Ukraine – some scenarios

Ukraine Map and Flag

(Business New Europe – bne.eu – Tim Ash, Standard Bank – March 20, 2014)

Ukrainian debt has been rallying over the past 24H which seems to reflect a number of factors:

– Optimism over an IMF deal likely to be announced later in the week likely Friday. With the assumption being that if the West has not the stomach to sanction Russia for its actions in Crimea it will try and sweeten the pill with a more generous aid package note herein comments from Swedish officials that they will provide additional bilateral loans to Ukraine.

– The assumption of no PSI, at least in the first iteration of any IMF support for Ukraine not to say that this could not follow soon after any initial agreement around multilateral/bilateral support, depending on how the domestic political and security setting evolves, e.g. further Russian intervention and the break up of Ukraine.

– In a similar vein to the above, the assumption that the EU tries to give Ukraine an extra whiff of some carrot by signing the political aspects of the Association Agreement also on Friday, and offering Ukraine an actual EU membership perspective.

– Fourth, evidence that Ukraine is negotiating for the withdrawal of its troops from Crimea, which would at least reduce one potential point for conflict.

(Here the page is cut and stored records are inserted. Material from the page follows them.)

PR #527, opened 2024-10-04
AnyCollider context

oxkitsune:
# Objective

Provide a way for the methods in `AnyCollider` to obtain extra context from the ecs/entity it is attached to.

## Solution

Whether the above rally continues and ultimately whether Western support for Ukraine and the Maidan administration in Kyiv proves successful will depend on the relationship with Russia, and Moscow’s broader strategy towards Ukraine. Herein, I see two broad strategies from Moscow aimed at delivering on its bigger picture objectives still to veto/stop Ukraine’s EU integration, and ultimately to move Ukraine back into its orbit via the CIS CU/Eurasian Union which is part and parcel of a Greater Russia policy.

Scenario A: The long(er) Game

Under this scenario Russia bides its time with the annexation of Crimea, and does not move into Eastern Ukraine at this juncture. Moscow does though move to make life difficult for the new Maidan/Yatseniuk administration wherever possible. This will likely entail support for secessionist forces still in Eastern Ukraine, the likely imposition of trade restrictions across its borders with Ukraine, and likely proving difficult over debt/gas issues. The aim will be also to push for the creation of a coalition government in Kyiv, or victory for a Regions’ candidate in the May 25 presidential election to ensure no EU integration and no Western orientation. The assumption is that the Yatseniuk/Maidan administration will inevitably fail under these circumstances, allowing for Ukraine to finally be subsumed in the CIS CU/Eurasian Union at some point over the relatively near term. Under this scenario Russia does not give up yet on the aim of bringing the whole of Ukraine back under the Russian orbit.

Scenario B: Direct intervention The “State of Russia” scenario.

Under this scenario Moscow uses the weakness of the Yatseniuk administration and its defence capability and the similar weakness of the West, as reflected in the lack of any meaningful response to the annexation of the Crimea, to embark on a sustained military incursion into Eastern and Southern Ukraine. This could perhaps cut off the rump Maidan Ukraine’s access to the sea, hence making it economically unsustainable over the longer term. The aim would be to subsume areas of Ukraine with large ethnic Russian populations. This could also extend to Trans-dniestr in Moldova, creating an enlarged Greater Russia. The example would perhaps be how the State of Israel used the Arab wars in the 1960s and 1970s to expand territorially, and to create sufficient security buffer zones around its existing territorial mass. Support at home for such a strategy would likely be strong given current jingoistic messaging across the state media, while Putin enjoys very significant popular backing (>70%). The assumption (in Moscow at least) would be that this would generate little, if any, response from the West. Any such move would likely happen, sooner rather than later, given the current opportunity from the weakness of its rivals. Pretexts for such intervention could be demonstrations/unrest in cities in Eastern and Southern Ukraine, or perceived threats to the rights of ethnic Russians, or even the signing of the political aspects of the AA with the EU this Friday.

Suffice to say either of the above scenarios presents very sizeable threats on any Ukrainian administration see recent IIF report on the potential fallout. I guess another more optimistic scenario can be painted where the Maidan administration succeeds, against all the odds, despite Russian pressures, and reforms, succeeding in transforming Ukraine akin to how the Saakashvili administration transformed Georgia after the Russian invasion of 2008. Russian pressure rallies the nation behind reforms, and the West pumps money into Ukraine to ensure the country’s success. The latter seems a tough ask, given the intensity of Russia’s actions thus far, and the relatively low level of support delivered from the West.